Ken Rye shares the importance of building a network with his child

Ken Rye shares the importance of building a network with his child
Ken Rye and Son (Photo credit: Todd W. Barron)

Ken Rye is the CEO of Ken Rye Marketing / Hot Ice Entertainment Group, however, his most prominent position in life is that of being a father. Rye’s career has placed him in rooms with many powerful individuals who have provided lessons that have helped him navigate his life and career. Rye recently spoke with rolling out about the legacy he wishes to leave behind, the importance of keeping your word and why it is important to build a network.

What legacy are you leaving for your children and the children in your community?

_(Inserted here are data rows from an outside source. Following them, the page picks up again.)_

PR #136, opened 2021-04-04
REST API integration into frontend

deepansh96:
## Summary
Will be using this PR for integrating the REST API into the frontend

For a list of open questions, proposed changes to the API from the backend side, more endpoint requests etc, please use the "Questions" section in [this](https://www.notion.so/avantifellows/Backend-REST-API-8fe1256783dc43e09d4de5076bfd38eb) doc to maintain that


.env
```diff
@@ -10,3 +10,6 @@ VUE_APP_BACKEND_UPDATE_USER_CONFIG=/users/update_config
 VUE_APP_BACKEND_LOGIN_USER=/users/login
 VUE_APP_I18N_LOCALE=hi
 VUE_APP_I18N_FALLBACK_LOCALE=en
+
+VUE_APP_BACKEND_NEW=http://0.0.0.0:8001/api/v1/
+VUE_APP_BACKEND_PLIO_NEW=plios/
```
deepansh96, line 15: Temporary variables for now, will replace the old ones when as we go on

src/components/UI/PlioThumbnail.vue
```diff
@@ -1,13 +1,13 @@
 <template>
   <!-- named routes - https://router.vuejs.org/guide/essentials/named-routes.html -->
-  <router-link :to="{ name: 'Player', params: { id: plio.plio_id } }" tag="div" class="plio">
+  <router-link :to="{ name: 'Player', params: { id: plio.uuid } }" tag="div" class="plio">
```
deepansh96, line 3: TODO - routing to the player using the `uuid` instead of the `id`

src/services/API/Plio.js
```diff
@@ -24,7 +24,14 @@ export default {
 
   getAllPlios() {
     // returns the list of all plios
-    return apiClient().get(process.env.VUE_APP_BACKEND_PLIOS_LIST);
+    return new Promise((resolve, reject) => {
+      apiClient()
+        .get(process.env.VUE_APP_BACKEND_PLIO_NEW)
+        .then((response) => {
+          if (response.status == 200) resolve(response.data);
+          else reject(response);
```
deepansh96, line 32: TODO - handle the reject section properly

src/components/UI/PlioThumbnail.vue
dalmia: is this still a TODO?

.env
dalmia: need to overwrite older one

src/store/modules/plioItems.js
```diff
@@ -16,8 +16,8 @@ const actions = {
     // exist here, it exists in the root store file "index.js"
     dispatch("startLoading", null, { root: true });
 
-    const response = await PlioService.getAllPlios();
-    var allPlios = response.data["all_plios"];
+    var allPlios = await PlioService.getAllPlios();
+    // var allPlios = data;
```
dalmia, line 20: can remove this right?

src/services/API/RootClient.js
```diff
@@ -1,7 +1,7 @@
 import axios from "axios";
 
 const client = axios.create({
-  baseURL: process.env.VUE_APP_BACKEND,
+  baseURL: process.env.VUE_APP_BACKEND_NEW,
```
dalmia, line 4: need to update this!

src/services/API/Plio.js
dalmia: why can't we just do the `.get` as before? why do we need to return a promise like this?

I want to help my son and other young men to be self-sufficient by owning their own businesses, financial literacy, and serving our community. I want them to be confident in a purpose-driven life and generating wealth for others.

How would you describe your fatherhood culture?

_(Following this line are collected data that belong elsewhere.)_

PR #143, opened 2021-04-07
integrated REST APIs into Editor

deepansh96:
## Summary
- [x] Added endpoints for videos and questions
- [x] Removed old unused endpoints - `plios_list` `get_plio` `create_plio`
- [x] Fixed bug that didn't show the dialog popup after publish action was approved by the user
- [x] Integrated REST APIs for creating/updating `item`, `question`, `video`, `plio`

## Test Plan
Tested locally


.env
```diff
@@ -3,10 +3,10 @@ VUE_APP_FRONTEND=localhost:8080
 
 VUE_APP_BACKEND_PLIOS=plios/
 VUE_APP_BACKEND_ITEMS=items/
+VUE_APP_BACKEND_VIDEOS=videos/
```
rathorevaibhav, line 6: I think we can remove these api endpoints from here and instead keep a config file (maybe config.js) as these endpoints are unlikely to change.

`.env` file should only contain variables that are supposed to differ on various environments.

src/services/API/Video.js
```diff
@@ -0,0 +1,20 @@
+import { apiClient } from "@/services/API/RootClient.js";
+
+export default {
+  async createVideo(videoDetails) {
+    // API to create a video object in the DB
+    var response = await apiClient().post(
+      process.env.VUE_APP_BACKEND_VIDEOS,
+      videoDetails
+    );
+    return response.data.id;
```
rathorevaibhav, line 10: any reason for returning only the id and not the whole object?

I think these service files should return the response we're getting and let the caller function decide what data it needs. That will help making these service functions more generic.

src/services/API/Video.js
```diff
@@ -0,0 +1,20 @@
...
+  },
+
+  updateVideo(videoDBId, videoDetails) {
+    // API to update a video object in the DB
+    return apiClient().patch(
+      process.env.VUE_APP_BACKEND_VIDEOS + videoDBId + "/",
```
rathorevaibhav, line 16: is this still needed or have we configured the trailing slashes to false?

src/services/API/Item.js
```diff
@@ -0,0 +1,24 @@
...
+      .then((response) => {
+        response.data.time = response.data.time / 1000;
+        return response.data;
+      });
+  },
+
+  updateItem(itemDetails) {
+    // API to update an item in the DB
+    itemDetails.time = itemDetails.time * 1000;
+    return apiClient().put(
```
rathorevaibhav, line 19: so there are two types of updates DRF provides:
1. Partial update (uses PATCH)
2. Update (uses PUT)

If we're just updating a few fields (and not all), maybe we can consider the first one.

For example, like below, for session-answer, I'm just updating the answer column and nothing else using "PATCH".
image

.env
deepansh96: Agreed, I remember you suggested this before as well
Will do it

src/services/API/Item.js
deepansh96: Makes sense. My thinking was that in this function, both the things are possible.
Updating the whole schema or just one field
Should I go ahead and create a separate function, something like `partialUpdateItem`?
Or pass an argument here like `isPartial` and the request method switches according to that?

src/services/API/Video.js
deepansh96: Agreed. This was specific to my use case. Will update it!

src/services/API/Video.js
deepansh96: Tried the flag APPEND_SLASH=False in settings.py but was not able to get the desired behaviour. Endpoints were giving Page not found error, so didn't go ahead with that

.env
```diff
@@ -3,10 +3,10 @@ VUE_APP_FRONTEND=localhost:8080
...
+VUE_APP_BACKEND_QUESTIONS=questions/
+
 
-VUE_APP_BACKEND_PLIOS_LIST=/plios_list
-VUE_APP_BACKEND_PLIO_DETAILS=/get_plio
```
dalmia, line 8: this should not be removed in this PR - will be removed in my PR because this is used for Player too.

src/services/API/Video.js
```diff
@@ -0,0 +1,20 @@
...
+    var response = await apiClient().post(
+      process.env.VUE_APP_BACKEND_VIDEOS,
+      videoDetails
+    );
+    return response.data.id;
+  },
+
+  updateVideo(videoDBId, videoDetails) {
+    // API to update a video object in the DB
+    return apiClient().patch(
```
dalmia, line 15: why is this not `.put` instead of `.patch`?
This answer says that `PATCH` is for partial updates: https://stackoverflow.com/questions/31089221/what-is-the-difference-between-put-post-and-patch

Based on the answer, PUT seems more appropriate!

src/services/API/Item.js
dalmia: I think what we need to do is just use PUT and not PATCH in all update functions for now - this is an optimization which we can return to later - can be made an issue - seems very low priority to me.

src/pages/Editor.vue
```diff
@@ -156,6 +156,8 @@ import SliderWithMarkers from "@/components/UI/Slider/SliderWithMarkers.vue";
 import VideoPlayer from "@/components/UI/Player/VideoPlayer.vue";
 import ItemEditor from "@/components/Editor/ItemEditor.vue";
 import PlioService from "@/services/API/Plio.js";
+import ItemService from "@/services/API/Item.js";
+import QuestionService from "@/services/API/Question.js";
```
dalmia, line 160: I have changed this (what I am going to suggest) in my PR but I would recommend using ItemAPIService and QuestionAPIService and in general,  {Resource}{Utility}Service as the name everywhere as there could be other folders which have JS files with the same name - segregated by Resource.

src/pages/Editor.vue
```diff
@@ -811,24 +829,42 @@ export default {
...
-      this.markItemSelected(this.currentItemIndex);
+      // create item, then create the question, then update local states
+      ItemService.createItem({
+        plio: this.plioDBId,
+        type: this.getItemTypeForNewItem(),
+        time: newTimestamp,
+        meta: this.getMetadataForNewItem(),
+      })
+        .then((createdItem) => {
+          newItem = createdItem;
```
dalmia, line 849: what is the use of this line?

src/pages/Editor.vue
```diff
@@ -811,24 +829,42 @@ export default {
...
+              type: "mcq",
+              options: ["", ""],
+              correct_answer: "0",
+            });
+          }
+        })
+        .then((createdQuestion) => {
+          newItem.details = createdQuestion;
+          // push it into items, update the itemTimestamps and currentItemIndex
+          this.items.push(newItem);
```
dalmia, line 863: this does not care about the ordering of the items based on timestamp

src/pages/Editor.vue
```diff
@@ -811,24 +829,42 @@ export default {
...
+        .then((createdItem) => {
+          newItem = createdItem;
+
+          if (createdItem.type == "question") {
+            return QuestionService.createQuestion({
+              item: createdItem.id,
+              type: "mcq",
+              options: ["", ""],
+              correct_answer: "0",
+            });
```
dalmia, line 857: this should come from the functionality of add question

src/services/API/Plio.js
```diff
@@ -1,4 +1,7 @@
 import { apiClient } from "@/services/API/RootClient.js";
+import VideoService from "@/services/API/Video.js";
+import ItemService from "@/services/API/Item.js";
+import QuestionService from "@/services/API/Question.js";
```
dalmia, line 4: same comment on naming

src/services/API/Plio.js
```diff
@@ -48,13 +52,57 @@ export default {
...
-      plio_id: plioId,
-      bucket: "plio-test-data",
-    };
-    return apiClient().post(process.env.VUE_APP_BACKEND_CREATE_PLIO, plioData);
+
+  async updatePlio(value, plioId) {
+    // handle items and questions being updated
+    value.items.forEach((item) => {
+      // pass a deepclone and not the reference
+      var cloneDeep = require("lodash.clonedeep");
```
dalmia, line 60: can be imported globally once outside this loop

src/services/API/Plio.js
```diff
@@ -48,13 +52,57 @@ export default {
...
+    // handle (plio_title, status, created_by) being updated
+    plioObject.name = value.plio_title;
+    plioObject.status = value.status;
+    plioObject.created_by = 1; // TODO - HARDCODED FOR NOW
+
+    return new Promise((resolve) => {
+      // handle video url/duration being updated
+      var isVideoLinked = value.videoDBId != null;
+      var isVideoURLEmpty = value.video_url == "";
+      if (!isVideoURLEmpty) {
```
dalmia, line 78: this check should be made in Editor.vue in checkAndSavePlio

src/services/API/Plio.js
```diff
@@ -48,13 +52,57 @@ export default {
...
+        // create video and save the video db id
+        if (!isVideoLinked) {
+          VideoService.createVideo(videoDetails).then((createdVideoId) => {
+            plioObject.video = createdVideoId;
+            resolve(
+              apiClient().put(
+                process.env.VUE_APP_BACKEND_PLIOS + plioId + "/",
+                plioObject
+              )
+            );
```
dalmia, line 92: this is the same call as below - should not be redundant.

src/services/API/Plio.js
```diff
@@ -48,13 +52,57 @@ export default {
...
+      QuestionService.updateQuestion(itemClone.details);
+    });
+
+    // prepare the payload for plio
+    var plioObject = {};
+
+    // handle (plio_title, status, created_by) being updated
+    plioObject.name = value.plio_title;
+    plioObject.status = value.status;
+    plioObject.created_by = 1; // TODO - HARDCODED FOR NOW
```
dalmia, line 72: Screenshot 2021-04-07 at 9 04 10 PM
I am converting in Editor.vue to the S3 format and you are converting from S3 format to DB format. We can directly go from JS format to DB format - and this should be done in the same place where the DB to S3 format conversion is happening in Editor.vue

dalmia, line 72: let's hard code created_by in vue files only so that we don't have to touch JS files later.

dalmia (changes requested):
Requested some changes.

src/pages/Editor.vue
deepansh96: First we create an item, save the details into `newItem`, then we create a question and save the details into `newItem.details`.
The object that is being passed in the `then` handlers are item details and question details that have been created by the API calls. 
Combining both of those into one object, that is being done by using `newItem`
I can add comments to explain this more clearly. If a better name for the object comes to mind, do suggest

src/pages/Editor.vue
deepansh96: Sorting is being taken care of here. Pushing into `this.items` does not sort inherently, but as it goes to the next line,
```
this.itemTimestamps = this.getItemTimestamps(this.items);
```
the `itemTimestamps` array is updated - still unsorted.

There is a `watch:` method on `itemTimestamps` - 
```
itemTimestamps() {
      this.itemTimestamps.forEach((itemTimestamp, index) => {
        this.items[index]["time"] = itemTimestamp;
      });
      // handle item sorting and marker positioning
      // when time is changed from the time input boxes
      // or when item is added using the add item button
      this.handleTimeUpdateFromEditor();
    },
```
Whenever `itemTimestamps` change, the sorting is handled by the function `handleTimeUpdateFromEditor()`

Although I agree the name of the function can be changed. This function in general sorts the items according to the new timestamps and resets the `currentItemIndex`. Please suggest a better name

dalmia: Got it. My bad. 
We can use `checkAndFixItemOrder`

dalmia:
- update both backend and frontend to work with only seconds - discard milliseconds - don't need to use cloneDeep anymore.

deepansh96:
- [x] Removed the static endpoints from `.env` file and moved them to `src/services/API/Endpoints.js`
- [ ] Returning the whole `video` object instead of just the `video.id` in `Video.js` - Vaibhav's second comment
- [ ] Using `PUT` and not `PATCH` everywhere - will optimise with `PATCH` later - made an issue to track this #145
- [ ] Keeping the unused old API endpoints - will be removed after aman's PR - created an issue for this - #146
- [ ] Changed imported API function names according to Aman's suggestion. Eg - from `import PlioService` to `import PlioAPIService`
- [ ] While filtering and retrieving the items for a particular plio, added an `order_by` on the backend serialiser to send the sorted by time list of items.
- [ ] While creating a new question, earlier the values (two empty options, empty text, correct answer 0) was being hardcoded -- now it's returning from a function
- [ ] `clonedeep` was being imported inside the item loop in `updatePlio()` inside `API/Plio.js` - fixed that
- [ ] Added one more sanity check - if video URL is empty in the creator, plio updating will stop and only resume when the url is not empty
- [ ] In `Plio.js`, in `createPlio()` function, rewritten the promise in a more efficient way
- [ ] Updated the fields in the object being passed to `PlioAPIService.updatePlio` -- turning JS variables into DB fields directly without the conversion that was happening before
- [ ] Removed `created_by` hardcoding from `Plio.js` API Service and moved it to `Editor.vue`
- [ ] Changed frontend/backend to work only with seconds - discarded milliseconds

src/pages/Editor.vue
deepansh96: Will explain on call

dalmia:
> * [x]  Removed the static endpoints from `.env` file and moved them to `src/services/API/Endpoints.js`
> * [x]  Returning the whole `video` object instead of just the `video.id` in `Video.js` - Vaibhav's second comment
> * [x]  Using `PUT` and not `PATCH` everywhere - will optimise with `PATCH` later - made an issue to track this #145
> * [x]  Keeping the unused old API endpoints - will be removed after aman's PR - created an issue for this - #146
> * [x]  Changed imported API function names according to Aman's suggestion. Eg - from `import PlioService` to `import PlioAPIService`
> * [x]  While filtering and retrieving the items for a particular plio, added an `order_by` on the backend serialiser to send the sorted by time list of items.
> * [x]  While creating a new question, earlier the values (two empty options, empty text, correct answer 0) was being hardcoded -- now it's returning from a function
> * [x]  `clonedeep` was being imported inside the item loop in `updatePlio()` inside `API/Plio.js` - fixed that
> * [x]  Added one more sanity check - if video URL is empty in the creator, plio updating will stop and only resume when the url is not empty
> * [x]  In `Plio.js`, in `createPlio()` function, rewritten the promise in a more efficient way
> * [x]  Updated the fields in the object being passed to `PlioAPIService.updatePlio` -- turning JS variables into DB fields directly without the conversion that was happening before
> * [x]  Removed `created_by` hardcoding from `Plio.js` API Service and moved it to `Editor.vue`
> * [x]  Changed frontend/backend to work only with seconds - discarded milliseconds

I think it would be better if the config file for endpoints stays at the same hierarchy as .env as one shouldn't have to go so dep to just add/edit/modify an endpoint - and it is like a config for the repo, right?

deepansh96:
> > * [x]   Removed the static endpoints from `.env` file and moved them to `src/services/API/Endpoints.js`
> > * [x]   Returning the whole `video` object instead of just the `video.id` in `Video.js` - Vaibhav's second comment
> > * [x]   Using `PUT` and not `PATCH` everywhere - will optimise with `PATCH` later - made an issue to track this #145
> > * [x]   Keeping the unused old API endpoints - will be removed after aman's PR - created an issue for this - #146
> > * [x]   Changed imported API function names according to Aman's suggestion. Eg - from `import PlioService` to `import PlioAPIService`
> > * [x]   While filtering and retrieving the items for a particular plio, added an `order_by` on the backend serialiser to send the sorted by time list of items.
> > * [x]   While creating a new question, earlier the values (two empty options, empty text, correct answer 0) was being hardcoded -- now it's returning from a function
> > * [x]   `clonedeep` was being imported inside the item loop in `updatePlio()` inside `API/Plio.js` - fixed that
> > * [x]   Added one more sanity check - if video URL is empty in the creator, plio updating will stop and only resume when the url is not empty
> > * [x]   In `Plio.js`, in `createPlio()` function, rewritten the promise in a more efficient way
> > * [x]   Updated the fields in the object being passed to `PlioAPIService.updatePlio` -- turning JS variables into DB fields directly without the conversion that was happening before
> > * [x]   Removed `created_by` hardcoding from `Plio.js` API Service and moved it to `Editor.vue`
> > * [x]   Changed frontend/backend to work only with seconds - discarded milliseconds
> 
> I think it would be better if the config file for endpoints stays at the same hierarchy as .env as one shouldn't have to go so dep to just add/edit/modify an endpoint - and it is like a config for the repo, right?

Again an opinion
The point of those endpoints being moved to a separate file was that they will not be changed anytime soon, very rarely.
My impression was that we can keep the API things clubbed in one folder otherwise it will spill out. We don't have an application wide config right now. Again, this is an opinion
Maybe @rathorevaibhav can weigh in?

src/pages/Editor.vue
```diff
@@ -839,25 +850,28 @@ export default {
...
-            return QuestionService.createQuestion({
+            return QuestionAPIService.createQuestion({
               item: createdItem.id,
-              type: "mcq",
-              options: ["", ""],
-              correct_answer: "0",
+              text: this.getDetailsForNewQuestion().text,
+              type: this.getQuestionTypeForNewQuestion(),
+              options: this.getDetailsForNewQuestion().options,
+              correct_answer: this.getDetailsForNewQuestion().correct_answer,
```
dalmia, line 869: why call the function 4 times -> the keys are the same so just pass the value of that function to the API no?

src/pages/Editor.vue
```diff
@@ -643,6 +644,9 @@ export default {
         this.hasUnpublishedChanges = true;
         return;
       }
+      // don't save plio if video URL is empty
+      if (this.videoURL == "") return;
```
dalmia, line 648: use `isVideoIDValid` computed property

src/services/API/Plio.js
```diff
@@ -42,67 +41,49 @@ export default {
...
     var newPlioData = {
       created_by: 1,
     };
-    return apiClient().post(process.env.VUE_APP_BACKEND_PLIOS, newPlioData);
+    return apiClient().post(pliosEndpoint, newPlioData);
   },
 
-  async updatePlio(value, plioId) {
+  async updatePlio(plioValue, plioId) {
+    // var cloneDeep = require("lodash.clonedeep");
```
dalmia, line 56: can remove this?

src/services/API/Plio.js
```diff
@@ -42,67 +41,49 @@ export default {
...
+
     // handle items and questions being updated
-    value.items.forEach((item) => {
+    plioValue.items.forEach((item) => {
       // pass a deepclone and not the reference
-      var cloneDeep = require("lodash.clonedeep");
-      var itemClone = cloneDeep(item);
-      ItemService.updateItem(itemClone);
-      QuestionService.updateQuestion(itemClone.details);
+      // var itemClone = cloneDeep(item);
```
dalmia, line 61: can remove this?

dalmia (changes requested):
Requested some minor changes - looks very good overall! :D

dalmia:
tested everything - looks great - this is great :D

dalmia (approved):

I expect [my son] to be well-rounded in academics, physical fitness, his music production – and to be spiritually and emotionally grounded. My culture is for him to focus on [himself], community development and positive leadership roles.

What is your playbook for fathering and life coaching?

My playbook is that I’m fervently behind [my son]. I’m on the sidelines and looking over his shoulder for him. When he performs especially well, I reward him. He knows that I love him and always expect him to give his best.

What insightful advice would you share about building a network?

I want the network to share similar goals, to be focused, and to be committed to always falling forward. It’s too easy for outside influences to discourage rather than being committed to growth. Avoid naysayers by any means necessary.

How important is keeping your word?

It’s essential, especially when clients, brands, and consumers give you money. I live off of [my word]. In my business, the networks are relatively small, and so my word is what keeps me employed and able to grow my business and relationships.

What advice would you give about driving your own dreams?

The people closest to you can spoil your dreams. If you are not confident in your own purpose the influences of others will completely destroy you. The world is full of undercover haters and people with no vision.

Share one of the fondest memories you’ve shared with your father, grandfather or another father figure.

My grandfather was a Caribbean immigrant from a small island called Monserrat. I spent much of my time with him as a kid where he taught me about being a gentleman, fine dining and how to cook amazing meals.